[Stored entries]
PR #1236, opened 2026-01-10
fix(whispering): save text inputs on blur instead of every keystroke

Leftium:
### Problem
Editing text inputs in settings (System Prompt, API keys, etc.) triggered a save on **every keystroke**, resulting in constant toast notifications.

### Solution
Changed text inputs to save **on blur** instead of on every keystroke:

- Use local `$state()` for input values
- Trigger `settings.updateKey()` on `onchange` (fires on blur/enter)
- For FFmpeg settings: added `commitChanges` callback prop so child component can signal when to save

### Result
Users can type freely without toast spam. A single toast appears when they leave the field.

---

## Type of Change

- [x] `fix`: Bug fix

---

## Related Issue

Closes #1214

---

### System Prompt (main issue)
1. Navigate to **Settings &#x2192; Transcription**
2. Edit the **System Prompt** field
3. Confirm that:
   - No toasts while typing
   - Single toast appears when you click outside or press Tab

### API Keys
- Test any API key input (Settings &#x2192; API Keys or select a cloud transcription service)
- Same behavior: no toast while typing, single toast on blur

### FFmpeg Options

**Setup:**
1. Go to Settings &#x2192; Recording
2. Set Recording Mode to "Manual"
3. Set Recording Method to "FFmpeg"

**Test Cases:**

1. **Select dropdowns (Format, Sample Rate, Bitrate/Quality)**
   - Change format from WAV &#x2192; MP3
   - Verify: Toast appears once, preview updates, setting persists on page refresh

2. **Advanced text inputs (Global/Input/Output Options)**
   - Expand "Advanced Options"
   - Type multiple characters in Global Options field
   - Verify: No toast while typing
   - Click outside (blur) or press Tab
   - Verify: Single toast appears, setting persists on refresh

3. **Reset buttons**
   - Modify Global Options text
   - Click the reset button (&#x21ba;)
   - Verify: Single toast appears, value resets to default

4. **"Reset all" button**
   - Modify multiple fields
   - Click "Reset all" link
   - Verify: Single toast appears, all values reset

5. **Live preview**
   - Type in any text input
   - Verify: Command preview updates in real-time while typing (before blur)

---

## Comparison to #1234

| Approach | This PR (blur) | #1234 (debounce) |
|----------|----------------|------------------|
| When saves | On blur/enter | 500ms after typing stops |
| New dependencies | None | Debounce utility |
| Files changed | 12 | 4 |
| Scope | All text inputs | System prompt only |

PR #1255, opened 2026-01-20
fix(settings): remove success toast for routine updates

braden-w:
Every settings change was triggering a toast AND OS notification, causing spam when typing in settings fields. This removes the `onUpdateSuccess` callback that fired on every settings update.

The change is minimal: just removing the success notification callback from `createPersistedState` in `settings.svelte.ts:54-59`. Error notifications remain intact for actual failures, and the explicit success toast for `switchRecordingMode` is preserved since mode switching is a significant user action (not routine typing).

Related to #1236


braden-w:
Closing to review changes before PR creation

What to work on: Copy out the records above exactly.

Finished exercise:
PR #1236, opened 2026-01-10
fix(whispering): save text inputs on blur instead of every keystroke

Leftium:
### Problem
Editing text inputs in settings (System Prompt, API keys, etc.) triggered a save on **every keystroke**, resulting in constant toast notifications.

### Solution
Changed text inputs to save **on blur** instead of on every keystroke:

- Use local `$state()` for input values
- Trigger `settings.updateKey()` on `onchange` (fires on blur/enter)
- For FFmpeg settings: added `commitChanges` callback prop so child component can signal when to save

### Result
Users can type freely without toast spam. A single toast appears when they leave the field.

---

## Type of Change

- [x] `fix`: Bug fix

---

## Related Issue

Closes #1214

---

### System Prompt (main issue)
1. Navigate to **Settings &#x2192; Transcription**
2. Edit the **System Prompt** field
3. Confirm that:
   - No toasts while typing
   - Single toast appears when you click outside or press Tab

### API Keys
- Test any API key input (Settings &#x2192; API Keys or select a cloud transcription service)
- Same behavior: no toast while typing, single toast on blur

### FFmpeg Options

**Setup:**
1. Go to Settings &#x2192; Recording
2. Set Recording Mode to "Manual"
3. Set Recording Method to "FFmpeg"

**Test Cases:**

1. **Select dropdowns (Format, Sample Rate, Bitrate/Quality)**
   - Change format from WAV &#x2192; MP3
   - Verify: Toast appears once, preview updates, setting persists on page refresh

2. **Advanced text inputs (Global/Input/Output Options)**
   - Expand "Advanced Options"
   - Type multiple characters in Global Options field
   - Verify: No toast while typing
   - Click outside (blur) or press Tab
   - Verify: Single toast appears, setting persists on refresh

3. **Reset buttons**
   - Modify Global Options text
   - Click the reset button (&#x21ba;)
   - Verify: Single toast appears, value resets to default

4. **"Reset all" button**
   - Modify multiple fields
   - Click "Reset all" link
   - Verify: Single toast appears, all values reset

5. **Live preview**
   - Type in any text input
   - Verify: Command preview updates in real-time while typing (before blur)

---

## Comparison to #1234

| Approach | This PR (blur) | #1234 (debounce) |
|----------|----------------|------------------|
| When saves | On blur/enter | 500ms after typing stops |
| New dependencies | None | Debounce utility |
| Files changed | 12 | 4 |
| Scope | All text inputs | System prompt only |

PR #1255, opened 2026-01-20
fix(settings): remove success toast for routine updates

braden-w:
Every settings change was triggering a toast AND OS notification, causing spam when typing in settings fields. This removes the `onUpdateSuccess` callback that fired on every settings update.

The change is minimal: just removing the success notification callback from `createPersistedState` in `settings.svelte.ts:54-59`. Error notifications remain intact for actual failures, and the explicit success toast for `switchRecordingMode` is preserved since mode switching is a significant user action (not routine typing).

Related to #1236


braden-w:
Closing to review changes before PR creation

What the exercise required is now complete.